# I'll be building up a Mongoose Ritual frame



## JFoster (Apr 6, 2005)

In case anyone cares to check it out or help with some of my noob questions 

I have been riding an '03 Specialized HR since I bought it new (first mtb). Been itching for a newer DJ style 26er for awhile, but couldn't justify the cost. Ended up getting this one for $100 and it was local so no shipping :thumbsup: Its never been used but from looking at the mongoose site its not a current year model, maybe someone will chime in with the year.



















I have never built a bike from just a fame before, so I haven't done anything with BBs or headsets. I guess any 1 1/8" headset will do?
And is an "standard American bottom bracket" what most all BMX bike run? 
I like the idea of BMX cranks anyway ...










I sold my books back for a whopping $71 today so if I could pick up a crankset and bb for that I would be set. I plan to rob my HR of what I can to get it going. It has a new set of Azonic Outlaws and BB7s, as well as an '05 DJ3 that will get me by for now.

Its no MOB but I don't need a MOB anyway. Fun on a budget is what I am after. Thanks for any help.


----------



## droptopchevy (Sep 3, 2008)

Looks like an 05'
Do you have all of the tools for a building a bike?


----------



## JFoster (Apr 6, 2005)

Well I have alot of auto mechanic tools, but no I don't have a crank arm puller or a cup press.

I found the tech section on danscomp and it pretty much covers what I need to do.
http://www.danscomp.com/serve.php?serve=faq&html=faqs_tech.htm

I think I can do the headset with my rubber mallet as they suggest, or even in the vice. As for the cranks I am hoping I won't have to pull them back off, but if I do I think my 2 arm ball joint puller will work.

Now to find some cheap parts.


----------



## spazzy (Aug 15, 2004)

looks pretty good for an unused 05. I am running an 07 ritual and i love it,great bike!

here is a 3 piece crankset with bottom bracket for 50, and you would just have to buy a chainring (cheap)

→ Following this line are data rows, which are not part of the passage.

PR #1731, opened 2021-11-02
Switch to node12 for CI

trianglesphere:
### Description

Switches from node 10 to 12 to fix an issue with yarn using an unauthenticated git
protocol in the `monorepo-checkout` step

PR #1776, opened 2021-12-15
Use node10 for prepare-system-contracts build step

piersy:
This was previously changed accidentally in #1731.

Also updated the cache key for the prepared system contracts to include
the executor image, so that any image change will cause
prepare-system-contracts to run, which should alert us to any problems
before we merge any changes.

### DIFF
--- a/.circleci/config.yml
+++ b/.circleci/config.yml
@@ -11,14 +11,19 @@ parameters:
   system-contracts-path:
     type: string
     default: "compiled-system-contracts"
+  system-contracts-executor-image:
+    type: string
+      # The system contracts executor needs node 10 to function, this should
+      # only be changed when system-contracts-monorepo-version is changed.
+    default: "celohq/node10-gcloud:v3"
 executors:
   golang:
     docker:
       - image: circleci/golang:1.16
     working_directory: ~/repos/geth
-  node-v12:
+  system-contracts-executor:
     docker:
-      - image: us.gcr.io/celo-testnet/circleci-node12:1.0.0
+      - image: <<pipeline.parameters.system-contracts-executor-image>>
     working_directory: ~/repos/geth
   e2e:
     docker:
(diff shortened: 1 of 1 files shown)


piersy:
Coverage from tests in `./e2e_test/...` for `./consensus/istanbul/...` at commit e4277cccc7bff921cb7a8a28b9bce6511005bdbc
<details><summary>coverage:  45.4% of statements across all listed packages</summary><br>
<pre>
coverage:  54.9% of statements in consensus/istanbul
coverage:  45.3% of statements in consensus/istanbul/backend
coverage:  66.1% of statements in consensus/istanbul/core
</pre>
CommentID: 2f5f93b46a
</details>

.circleci/config.yml
```diff
@@ -11,14 +11,19 @@ parameters:
...
 executors:
   golang:
     docker:
       - image: circleci/golang:1.16
     working_directory: ~/repos/geth
-  node-v12:
+  system-contracts-executor:
     docker:
-      - image: us.gcr.io/celo-testnet/circleci-node12:1.0.0
+      - image: <<pipeline.parameters.system-contracts-executor-image>>
```
gastonponti, line 26: ok, so default 10, unless we set this parameter in the ci config for the specific PR, right?

gastonponti (approved):
LGTM

.circleci/config.yml
YoduYodu: node-v12(now system-contracts-executor) is only used for jobs.prepare-system-contracts

YoduYodu (approved):

.circleci/config.yml
piersy: @gastonponti that parameter is defined in the `.circleci/config.yml` at the top, so it's like a global variable of the config file.

https://github.com/celo-org/celo-blockchain/blob/e4277cccc7bff921cb7a8a28b9bce6511005bdbc/.circleci/config.yml#L14-L18

It's defined there rather than hardcoded so that it can be used in the cache key, so that if we change the image it invalidates the cache, and hence forces `prepare-system-contracts` to run fully

PR #1790, opened 2022-01-05
Fix JSON RPC return + gas estimation

### LINKED ISSUE #1789: Clean up get_Transaction JSON
## Description

Specify what JSON fields should be returned for each transaction type and make sure that those fields are being returned.

## Context

This is a non-consensus change for Espresso, but this is important for users to have a consistent schema.

Note from slack: "the fields maxFeePerGas and maxPriorityFeePerGas seem to be included in the rlp encoding for the new celo transaction type 0x7c"

trianglesphere:
### Description

The first change is passing parameters through to gas estimation. This is
important, specifically that if the fee currency parameter is not provided,
gas estimation will fail when it should not if the EOA does not have any
native currency, but does have a whitelisted fee currency and is trying to pay
for fees in that.

The second change includes the CeloDynamicFeeType transactions when
constructing responses over the JSON RPC.

### Tested

Manually. Working

### Related issues

- Fixes #1789


gastonponti (approved):
LGTM!

YoduYodu (approved):

PR #1811, opened 2022-01-25
Set default genesis in mobile client from network ID

nategraf:
### Description

### Other changes

### Tested

### Related issues

- Fixes #[issue number here]

### Backwards compatibility

### DIFF
--- a/mobile/geth.go
+++ b/mobile/geth.go
@@ -220,6 +220,7 @@ func NewNode(datadir string, config *NodeConfig) (stack *Node, _ error) {
 		return nil, err
 	}
 
+	// Add the root node object to memsize for debugging memory allocations.
 	debug.Memsize.Add("node", rawStack)
 
 	var genesis *core.Genesis
@@ -231,7 +232,10 @@ func NewNode(datadir string, config *NodeConfig) (stack *Node, _ error) {
 		if err := json.Unmarshal([]byte(config.EthereumGenesis), genesis); err != nil {
 			return nil, fmt.Errorf("invalid genesis spec: %v", err)
 		}
+
 		// If we have the testnet, hard code the chain configs too
+		// NOTE(victor): It's unclear if this behavior is a sensible way to establish defaults. We
+		// may want to remove these statements.
 		if config.EthereumGenesis == AlfajoresGenesis() {
 			genesis.Config = params.AlfajoresChainConfig
 			if config.EthereumNetworkID == 1 {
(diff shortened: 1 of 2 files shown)


piersy:
Coverage from tests in `./e2e_test/...` for `./consensus/istanbul/...` at commit 4493a3e7a9e028368c023e5ca3fc5e52bff3db1b
<details><summary>coverage:  51.0% of statements across all listed packages</summary><br>
<pre>
coverage:  66.1% of statements in consensus/istanbul
coverage:  41.3% of statements in consensus/istanbul/announce
coverage:  54.6% of statements in consensus/istanbul/backend
coverage:  70.4% of statements in consensus/istanbul/core
</pre>
CommentID: 901e9401c1
</details>

mobile/geth.go
```diff
@@ -243,7 +247,12 @@ func NewNode(datadir string, config *NodeConfig) (stack *Node, _ error) {
 				config.EthereumNetworkID = int64(params.BaklavaNetworkId)
 			}
 		}
+	} else if config.EthereumNetworkID == int64(params.AlfajoresNetworkId) {
+		genesis = core.DefaultAlfajoresGenesisBlock()
+	} else if config.EthereumNetworkID == int64(params.BaklavaNetworkId) {
+		genesis = core.DefaultBaklavaGenesisBlock()
 	}
```
jeanregisser, line 254: Great! Just to be sure, we don't need a case for the `MainnetNetworkId` because it's already the default?

jeanregisser:
And one more question, what about the backward compatibility for existing Valora users who had been initializing the node by passing the genesis data?
Is there some persisted data somewhere down the line that would create a problem by switching from passing the genesis data to not passing it anymore? Especially related to the Espresso hardfork.

nategraf:
> And one more question, what about the backward compatibility for existing Valora users who had been initializing the node by passing the genesis data? Is there some persisted data somewhere down the line that would create a problem by switching from passing the genesis data to not passing it anymore? Especially related to the Espresso hardfork.

If we additionally change Valora to not pass in the chain config parameters, I don't think there should be an issue. This is certainly something we should test.

mobile/geth.go
nategraf: Default was to use mainnet, but I added a case to make it more explicit.

nategraf:
Following the process for making releases, this PR should be merged to `master` first, then cherry picked back to `release/1.5.x`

http://www.universalcycles.com/shopping/product_details.php?id=27252

i dont know anything about it but im sure someone else will chime in...


----------



## jeffgothro (Mar 10, 2007)

Thats an american BB. Dont worry to much about installing it, its a piece of cake like the headset...its pretty hard to f*ck up intalling one - in fact, I find headsets harder to install in making sure I remember if the actual bearings cages are installed face up or face down. Cool frame, looks like a rider.

I call this face down.


----------



## JFoster (Apr 6, 2005)

*thanks for the replies*

I found this Poverty crankset on danscomp for $50 as well

http://www.danscomp.com/451053.php?cat=PARTS

Can anyone say if ones better than the other?


----------



## jeffgothro (Mar 10, 2007)

If your going to skimp on the cranks at least get decent ones, those povertys are garbage.

Redline Monsters

74.00 free ship.

http://cgi.ebay.com/Redline-BMX-Mon...ryZ48843QQssPageNameZWDVWQQrdZ1QQcmdZViewItem

in chrome

http://cgi.ebay.com/Redline-BMX-Mon...ryZ48843QQssPageNameZWDVWQQrdZ1QQcmdZViewItem

Standard Redlines.

http://cgi.ebay.com/Redline-Proline...yZ158982QQssPageNameZWDVWQQrdZ1QQcmdZViewItem

I dont know how much your willing to spend...but I would just get some profiles over anything I've posted, yeah, they cost a bit more, but they will be the last set of cranks you should have to buy for a while.


----------



## XSL_WiLL (Nov 2, 2004)

I agree. Drop the extra coin and get something decent. Profile cranks have a pretty decent warranty if you do manage to mess them up.


----------



## JFoster (Apr 6, 2005)

Well $50 was looking really good ... but I could do $75... would rather not go higher than that, need money for handle bars as well.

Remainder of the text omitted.